Migration, family, frugality, superstition, religion and food.
These are just a few of the topics that will be covered in an upcoming full-length poetry collection by Associate Professor Janine Certo, intertwining personal and historical narratives. The project will be funded by a Humanities and Arts Research Program (HARP) Development grant, an MSU program for faculty conducting creative and performance-related projects in the arts and humanities. Certo’s project was selected for a more than $17,000 grant in February 2018.
A working title of “In Years of Steel and Wine: Poems” will be influenced by documented historical narratives from 1870-1930 Italian American immigrants in western Pennsylvania, and Certo’s own family history after immigrating to the country.
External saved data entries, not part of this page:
PR #97, opened 2018-01-15
Add templates, css and doc text

willingc:


rgbkrk:
Really knockin' this all out of the park @willingc!

PR #99, opened 2018-01-15
Add some s3 tests

willingc:


betatim:
LGTM, a PR that only adds tests must be my second favourite type of PR, right after the one that only deletes code :)

willingc:
@MSeal Do you want to push the green button and send coverage over 60%?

Certo is a third-generation Italian American.
In her grant proposal, Certo described her collection in this way:
I envision ‘In Years of Wine and Steel’ organized along categories in ‘The Poetics of Space,’ Gaston Bachelard’s (1964) classic book on how people experience place and how the metaphor of ‘door’ can function for understanding the homes we inhabit, leave, abandon and/or return to. Such categorizations would allow for organizing poems along narratives and myths representing the Italian American experience, including, for example, immigration, religion, the folklore of “the kitchen basement,” Italian American women’s domesticity, family, fashion, film and popular culture.
“This collection is about going home,” Certo added. Some questions that are driving the collection include: How were Italian migrants confronted with otherness—that is, with differences in language, appearances, beliefs and memory that set them apart from the rest of the population? What was the symbolic and material work of Italian immigrants and their descendants in inventing distinctive ways of being and objects that were distinctively “Italian”?
Scholar & poet
Certo studies language and literacy in her work in the Department of Teacher Education—but she is also a poet. In fact, Certo recently published two books that straddle a scholar-poet identity. In “Children Writing Poems: Poetic Voices in and out of School” (Routledge, 2018), she examined how social and instructional worlds influence the poetry and writing performances of youth.
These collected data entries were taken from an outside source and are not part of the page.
PR #100, opened 2018-01-15
Add docstrings for s3

willingc:


papermill/s3.py
```diff
@@ -88,57 +134,91 @@ def wrapper(*args, **kwargs):
                 except Exception as e:
                     logger.debug('retrying: {}'.format(e))
             else:
-                raise
-
+                raise Exception  # TODO verify what to raise
```
MSeal: Should probably save `e` and raise `e` if not None and `Exception("Unknown Failures")` otherwise?

papermill/s3.py
```diff
@@ -406,36 +493,37 @@ def cat(self,
 
             if size != bytes_read:
                 if err:
-                    raise
+                    raise Exception
```
MSeal: Ditto on raising e from earlier. This might warrant more of a refactor to reduce the function complexity to achieve that here though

Additionally, “In the Corner of the Living,” a poetry collection that also nods to Certo’s Italian American heritage, was published by Mainstreet Rag in November 2017. The body of work was nominated for the Pushcart Prize, which honors publications published by small presses.
Personal narrative
Her new collection will come at an opportune time, Certo said: The U.S. is still struggling with discrimination and racial and ethnic hatred, and the poems will explore these topics.
Through the grant, which includes support for travel, Certo will attend the annual Italian American Studies Association conference in October and visit archives at the Italian American Program in the Heinz History Center. Certo will study papers, photographs, news articles and more from the time period to learn narratives from the immigrants, and tap into her family roots as well. Certo has conducted interviews with her late father and plans to conduct interviews with other family members who have connections to their own immigrant history.
“I have a tremendous sense of gratitude that HARP funded this project,” Certo added. “I’ve always felt like, at MSU, we really value teaching teachers to understand that students have racialized and cultural identities—and I’ve barely scratched the surface of my own.”